Industry sales statistics
Table 2, from LIMRA, demonstrates individual annuity sales from the last 10 years. First, take a look at the dark bar, which illustrates the substantial growth of variable annuities. This increase was due to the market and the tremendous popularity of living benefit riders. The lighter bar illustrates fixed and fixed indexed annuity sales. At periods where the stock market took a substantial drop -- such as 2002 and 2008 -- sales for fixed annuities rose.
It's clear that when the market decreased in the recent past, consumers reached out for the security of fixed annuities. The trend continued for the fourth quarter of 2008. And in the first half of 2009, fixed outsold variable annuities.
Below are statistics from LIMRA based on variable annuities in-force assets.
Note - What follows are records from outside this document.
PR #840, opened 2020-12-21
chore: add chat example test

vasco-santos:
Add chat example test and CI job.
`libp2p-bundle` file was also renamed into `libp2p`


examples/chat/test.js
```diff
@@ -0,0 +1,77 @@
...
+const execa = require('execa')
+const pDefer = require('p-defer')
+const uint8ArrayToString = require('uint8arrays/to-string')
+
+function startProcess(name) {
+  return execa('node', [path.join(__dirname, name)], {
+    cwd: path.resolve(__dirname),
+    all: true
+  })
+}
```
hugomrdias, line 13: i would add an `onData` as a param, do a the `.all.on('data', onData)` here and avoid the pDefer below

hugomrdias (approved):
LGTM, left a suggestion if you feel it makes sense.

examples/chat/test.js
vasco-santos: That is a good suggestion. However in this case we have to coordinate multiple parts. In the listener side, we need to wait for the listener to be ready to run the dialer process, but we also need to wait for a message to be received in the same process. This would not be possible if we block this waiting for an answer

PR #846, opened 2020-12-28
chore: add browser example test

vasco-santos:
This PR adds a test for the libp2p in the browser example. It also includes the browser setup for testing examples based on https://github.com/ipfs/js-ipfs/pull/2528


hugomrdias:
```js
'use strict'

const execa = require('execa')
const assert = require('assert')
const { chromium } = require('playwright');

async function run () {
  let url = ''
  const proc = execa('parcel', ['./index.html'], {
    preferLocal: true,
    localDir: __dirname,
    cwd: __dirname,
    all: true
  })
  
  proc.all.on('data', async (chunk) => {
    /**@type {string} */
    const out = chunk.toString()

    if(out.includes('Server running at')){
      url = out.replace('Server running at ', '')
    }

    if(out.includes('✨  Built in ')){
      try {
        const browser = await chromium.launch();
        const page = await browser.newPage();
        await page.goto(url);
        await page.waitForFunction(selector => document.querySelector(selector).innerText === 'libp2p started!', '#status')
        await page.waitForFunction(
          selector => { 
            const text = document.querySelector(selector).innerText 
            return text.includes('libp2p id is') &&
            text.includes('Found peer') &&
            text.includes('Connected to')
          }, 
          '#output',
          { timeout: 5000 }
        )
        await browser.close();
        
      } catch (err) {
        console.error(err)
        process.exit(1)
      } finally {
        proc.cancel()
      }
    }
  })

}

module.exports = run

```

With the above snippet in the test.js there no need for changes in the others files. What do you think ?

examples/libp2p-in-the-browser/package.json
```diff
@@ -28,6 +29,7 @@
     "babel-plugin-syntax-async-functions": "^6.13.0",
     "babel-plugin-transform-regenerator": "^6.26.0",
     "babel-polyfill": "^6.26.0",
+    "p-retry": "^4.2.0",
```
hugomrdias, line 32: probably not needed with the new setup

examples/nightwatch.conf.js
```diff
@@ -0,0 +1,35 @@
+'use strict'
```
hugomrdias, line 1: probably not needed with the new setup

examples/package.json
```diff
@@ -8,9 +8,15 @@
   },
   "license": "MIT",
   "dependencies": {
+    "chromedriver": "^87.0.0",
```
hugomrdias, line 11: probably not needed with the new setup

examples/package.json
```diff
@@ -8,9 +8,15 @@
...
     "execa": "^2.1.0",
     "fs-extra": "^8.1.0",
     "p-defer": "^3.0.0",
+    "http-server": "~0.11.1",
+    "nightwatch": "^1.2.4",
```
hugomrdias, line 16: probably not needed with the new setup

examples/test.js
```diff
@@ -7,6 +7,7 @@ const fs = require('fs-extra')
 const path = require('path')
 const execa = require('execa')
 const dir = path.join(__dirname, process.argv[2])
+const { startServer } = require('./utils')
```
hugomrdias, line 10: probably not needed with the new setup

examples/libp2p-in-the-browser/package.json
```diff
@@ -8,6 +8,7 @@
   ],
   "scripts": {
     "test": "echo \"Error: no test specified\" && exit 1",
+    "build": "parcel build index.html",
```
hugomrdias, line 11: probably not needed with the new setup

hugomrdias (changes requested):

examples/libp2p-in-the-browser/package.json
vasco-santos: Just tried this out, but we need it otherwise the tests do not run.

vasco-santos:
Thanks for the suggestions @hugomrdias . This should now be good. Just waiting on CI

hugomrdias (approved):

Issue #838, opened 2020-12-19
[Feature Request] Expose custom transport data streams


HexaField:
WebRTC and potentially other transports support media streams (such as video and audio). It would be great to use libp2p directly to expose the relevant hooks/interfaces to enable this functionality, as opposed to opening a second connection and reimplementing a lot of what simple-peer / libp2p-webrtc-peer and libp2p-webrtc-star do. 

The requirements I can identity thus far are only to add a way to (dynamically pass a stream)[https://github.com/ipfs-shipyard/simple-peer#dynamic-videovoice] via the `peer.addStream` function and add an event hook for the `peer.on("stream")` event.

vasco-santos:
Thanks for reaching out @HexaField 

When a transport connection is initially created we create a `MultiaddrConn`. This `MultiaddrConn` has the raw connection, which in the `webrtc-star` transport is the SimplePeer instance. The libp2p upgrader will upgrade it into a libp2p [connection](https://github.com/libp2p/js-libp2p-interfaces/tree/master/src/connection) which does not include the raw connection (SimplePeer instance in `webrtc-star`). With this in mind, adding the raw connection into `libp2p-connection` is quite simple.

We need to take a few things into account though. Libp2p is a modular stack with multiple transports and consequently, transport agnostic. Exposing the raw connection will mean that the underlying API for the raw connection will be different according to the transport being used. This might create issues in the application layer as users will need to take into account these differences in the application layer. Other than that, exposing the raw connection might lead into unexpected behaviours in libp2p, such as if a raw connection is directly closed in the raw connection.

Overall, I think that this feature is valuable for several application use cases. Perhaps we can try to find a balance and expose raw connection functions per configuration.

A potential way of doing this would be to add to the `interface-connection`:

```js
{
  transportFunctions: { }
}
```

In the transport layer, each transport would have a `exposeTransportFunctions`:

```js
  exposeTransportFunctions: (rawConn) => { addStream: rawConn.addStream }
```

With a design like this, the user would be able to expose transport based functions to use in the application layer (if they exist). A simpler approach could be to add a transport string identifier in the `interface-connection` so that users could validate that a connection is using a given transport before trying to do something on the raw connection (directly exposed).

[...]

PR #854, opened 2021-01-01
feat: add config option to expose raw connections

HexaField:
Adds an option to the libp2p configuration `config.exposeRawConn` (default: false)

This option is then used by the upgrader to expose the raw connection and transport tag from a `MultiaddrConnection` to the `Connection`

Requires https://github.com/libp2p/js-libp2p-interfaces/pull/79

Solves https://github.com/libp2p/js-libp2p/issues/838


jacobheun:
Closing this PR as we'd like to just expose the underlying connection per https://github.com/libp2p/js-libp2p/issues/838#issuecomment-766799676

Variable Annuity Year End Assets
2007 $1.517 trillion
2008 $1.151 trillion
What happened to the $366 billion of consumers' values? The values decreased when the market decreased. In one year, they were down 24 percent. They decreased further at the end of the first quarter, but gained some in the second quarter of 2009. Remember, variable annuities in their purest form are a principal at risk product. On a positive note, many of these retirement balances were protected because the consumer had some form of living benefit on their variable annuity.
The future of GLWBs
Carriers are continuing to review the long-term costs and risks of these riders. Variable annuity players have already started down this road; many riders have been removed from sale or have been dramatically adjusted.
Fixed annuity carriers may consider the following on future issued policies:
- A lower roll-up rate and higher usage of the simple interest method.
- Product pricing levels to shorten the guarantee period and increase future charges.
- Lower payout percentages to encourage deferral of income.
- Limiting riders to certain products and/or building the riders into the product, offering them to everyone in order to spread costs and lower utilization.
- Pulling their riders altogether.
- Limiting new agent carrier contracting.
- Increasing GLWB rider's availability on traditional fixed annuities.